Монро покачал головой:
— Это же не гуманоид, Дэн.
— Протестую, это мертвый гуманоид! Прямоходящее двуногое, отряд: приматы. Думаете, мертвецам чужда тяга к прекрасному? Думаете, им не хочется тепла и ласки? А на хрена тогда скорбящие родственники на кладбища ходят? Потрахаться на могиле? Я говорю «скорбящие родственники», не готы и сатанисты, те-то знают в таких вещах толк. Ну? Я же вижу, этот слегка худощавый парниша ко мне неравнодушен, вон у него все суставы ходуном ходят!
Мастер сдался:
— Ладно, Дэн, валяй, очаровывай скелета.
Киэнн торжествующе ухмыльнулся и встал, потянувшись через стол за кубиком. В этот самый миг зеркальная дверь паба, за которой он уже с полчаса втихаря следил голодным взглядом первобытного охотника, в очередной раз качнулась, и серый от дождя проем расцвел ядовито-алой раффлезией женского зонта. Мокрые лепестки «трупной лилии», роняя на пол кровавые слезы Богородицы, сложились в тугой бутон и взорам предстало то самое «божество», что, вне сомнения, омывает пылающее копыто в бурном водовороте бесплодного края. Но воды Аннвна! Как же порочно прекрасна и противоестественно великолепна она была! Бедняжка глейстиг и впрямь казалась рядом с ней лишь бедной родственницей, замарашкой, разгребающей золу за печкой. Клокочущий поток пряного бургундского вина всплесками разбивался о безупречные, словно бы выточенные из нежнейшего перламутра плечи, узкий фьорд бездонного декольте прорезал пастельно-лавандовый лед винтажной блузки, приоткрывая колдовские луны высокой, сияющей нежнейшим шелком груди. Тонкий шифон струился лиловой пеленой от гитарного изгиба бедер к позолоченным каблучкам, выставляя напоказ ослепительные упругие бедра.
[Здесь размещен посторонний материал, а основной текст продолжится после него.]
Issue #822, opened 2015-03-14
ViewModel and View are immediately deactivated on Windows Phone 8.1


flagbug:
I'm using `WhenActivated` in a Windows Phone 8.1 application and as soon as a page is loaded, the disposable in the `WhenActivated` method is immediately disposed.

I've stepped through the `ActivationForViewFetcher` class at https://github.com/reactiveui/ReactiveUI/blob/5954c53255832ea0fb9d8c8a6ccef18cd334f742/ReactiveUI/Xaml/ActivationForViewFetcher.cs#L39 and it seems like `IsHitTestVisible` changes from `true` to `false` and then back to `true` again. so when it reaches `false` the Disposable in `WhenActivated` is disposed

I don't have much insight into the activation code, so I'm not sure how this can be fixed

flagbug:
Oh, seems like someone on the RxUI mailing list had a similar problem: https://groups.google.com/forum/#!topic/reactivexaml/mgkhk3kCO5c

jcmm33:
I found its related to the built in transitions causing this, if you remove the transitions it will resolve the issue.  A better fix is needed however.

flagbug:
Hm, so basically we have to check if transitions are enabled, and if they are, ignore the first `true` and `false` value

jlaanstra:
Maybe we should just ignore IsHitTestVisible?

flagbug:
Well, that would work for me :smile:

No idea if that would break anything for anyone else

jcmm33:
Of the top of my head i can't see why removing it would have any detrimental affect.

PR #825, opened 2015-03-18
Simplify the Windows Phone ActivationForViewFetcher logic

flagbug:
While looking into https://github.com/reactiveui/ReactiveUI/issues/822, I found that the code was unnecessarily complex


paulcbetts:
Thanks @flagbug!

PR #829, opened 2015-03-30
Add Universal Windows Platform (UWP) support.

jlaanstra:
This PR adds UWP support to RxUI.

## TODO:

- [x] Add activation logic on the Loading event instead of the Loaded event.
- [x] Create an ObservableForProperty class that uses the new dependency property change notification APIs.
- [ ] Fix NuGet scripts.
- [x] Figure out the WINRT vs NETFX_CORE stuff.
- [ ] Fix runtime directives (.rd.xml) files.


paulcbetts:
Can we not rename the constant? That makes the diff way more noisy than it needs to be, also WINRT is protest-via-code :P

jlaanstra:
> Can we not rename the constant?

Added as a TODO.

ghuntley:
What's the status of this PR?

paulcbetts:
@ghuntley It's up-to-date, but we're going to hold off until VS2015 hits RTM or else people checking out the source have to run RC versions of VS which sucks

jlaanstra:
I need to update it for VS2015 RC, but as @paulcbetts said, we will not merge this before VS 2015 goes RTM.

moswald:
Shouldn't this also include a new ReactiveUI.Events project for the new platform as well?

jlaanstra:
This is on my list. The changes from RC to RTM are significant so this needs quite some work still.

moswald:
As far as I can tell, once one project starts using `project.json`, then all projects need to start using `project.json`. This is even after updating to UWP Tools 1.1 where each project can have its own `{project_name}.project.json` file. This is going to take some time to clean up. :confounded:

moswald:
Unless someone has a compelling reason, I'm going to abandon this PR today and retarget it to `rxui7-master`.

ghuntley:
@moswald :+1: sounds good!

PR #831, opened 2015-03-31
Fixes #830.

### LINKED ISSUE #830: WhenAnyObservable does not always protect from NREs
Perhaps related to #769, though definitely a different bug:

```C#
    class Program
    {
        static void Main(string[] args)
        {
            var container = new Container();
            container.WhenAnyObservable(x => x.Child.Foo).Subscribe(i => Console.WriteLine(i));

            var child = new Child();
            container.Child = child;
            child.Foo.OnNext(1);

            // this results in an NullReferenceException
            container.Child.Foo = null;
            child.Foo.OnNext(2);
        }
    }

    class Container : ReactiveObject
    {
        private Child child;

        public Child Child
        {
            get { return child; }
            set { this.RaiseAndSetIfChanged(ref child, value); }
        }
    }

    class Child
    {
        public Child()
        {
            Foo = new Subject<int>();
        }

        public Subject<int> Foo { get; set; }
    }
```

kentcb:
Whenever a property chain returns a `null` observable, an instance of `Observable.Empty<TRet>` is swapped in.

Happy to rearrange as you see fit. In particular, I wasn't sure about where I should put the `ObservableExtensions` helper class.

### DIFF
--- a/ReactiveUI.Tests/ReactiveNotifyPropertyChangedMixinTest.cs
+++ b/ReactiveUI.Tests/ReactiveNotifyPropertyChangedMixinTest.cs
@@ -23,8 +23,8 @@ namespace ReactiveUI.Tests
 {
     public class TestWhenAnyObsViewModel : ReactiveObject
     {
-        public ReactiveCommand<object> Command1 { get; protected set; }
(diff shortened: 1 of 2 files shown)


paulcbetts:
Thanks!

Изящно очерченные губы трепетали крылами пунцовой тропической бабочки, а в вязком омуте глаз плескалась беспредельная полярная ночь. Воздух вокруг мары истекал горячим медом и терпким мускусом. И даже то, что Киэнн, в общем-то, знал, к чему себя готовить и чего ждать, не слишком помогало утихомирить закипающую кровь.
Если по-честному, то полторы сотни Киэнн проиграл в первую же секунду, и почти наверняка это было достаточно заметно со стороны, чтобы отрицать. Но как раз проигрыш его, конечно, менее всего беспокоил. Потому что мара его, разумеется, тоже сразу узнала, но лишь гордо вздернула подбородок и хищно облизнулась, точно зверем в капкане тут был именно он, а вовсе не она. Затем томно качнула бедрами и неспешной походкой направилась прямиком к нему. Было что-то парализующе странное в этой невозмутимости: ни дикой ярости Снарга, ни нервной подозрительности Уэньи, ни виноватого трепета О’Туммы — только ледяное осознание собственного превосходства.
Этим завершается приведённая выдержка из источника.